* **Aim of the task**
Below is a block of entries; repeat exactly the lines starting at the line that contains "alternatives you've considered**" and ending at the line that contains "PR #1669, opened 2023-12-04", both included.
——————
Issue #1454, opened 2023-11-17
Support for automatically updating service/resource status statistics on the environment list page


Finenyaco:
**Is your enhancement related to a problem? Please describe.**

Create a service and go back to the environment list. The service/resource status statistics cannot be updated unless the page is manually refreshed.

<img width="2479" alt="image" src="https://github.com/seal-io/walrus/assets/26084756/64817d4a-95ac-4857-b1fb-ae4bf53864da">

<img width="2479" alt="image" src="https://github.com/seal-io/walrus/assets/26084756/5dab93a2-e621-4dc5-87fe-103d8247dbbc">

**Describe the solution you'd like**

Update the resource/service status statics automatically

**Describe alternatives you've considered**

**Additional context**

Finenyaco:
**Environment**
- Walrus version: main 6d6811539cfc22ea3ae13429ab572c63a7908f0f
- UI version: dev-43aa2a1

**Test Result:** pass

Finenyaco:
**Environment**
- Walrus version: main fcec81df221b37754b6be6b5657bbbfab845fabf
- UI version: dev-33d2ecd

**Test Result:** Resource status statistics will be updated after deleting a resource/service, but sometimes the statistics are wrong. https://github.com/seal-io/walrus/issues/1752

PR #1669, opened 2023-12-04
fix: service deletion not update on environment list

shanewxy:
**Problem:**

The database record has already been removed when a resource deletion notified, so it cannot locate the corresponding environment to notify statistics update.

**Solution:**

Add common foreign keys(`environment_id`, `project_id`) to database change trigger notification. Directly use this id retrieved from the old table instead of querying after deletion.

**Related Issue:**
#1454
——————
* **Reply to the task**
**Describe alternatives you've considered**

**Additional context**

Finenyaco:
**Environment**
- Walrus version: main 6d6811539cfc22ea3ae13429ab572c63a7908f0f
- UI version: dev-43aa2a1

**Test Result:** pass

Finenyaco:
**Environment**
- Walrus version: main fcec81df221b37754b6be6b5657bbbfab845fabf
- UI version: dev-33d2ecd

**Test Result:** Resource status statistics will be updated after deleting a resource/service, but sometimes the statistics are wrong. https://github.com/seal-io/walrus/issues/1752

PR #1669, opened 2023-12-04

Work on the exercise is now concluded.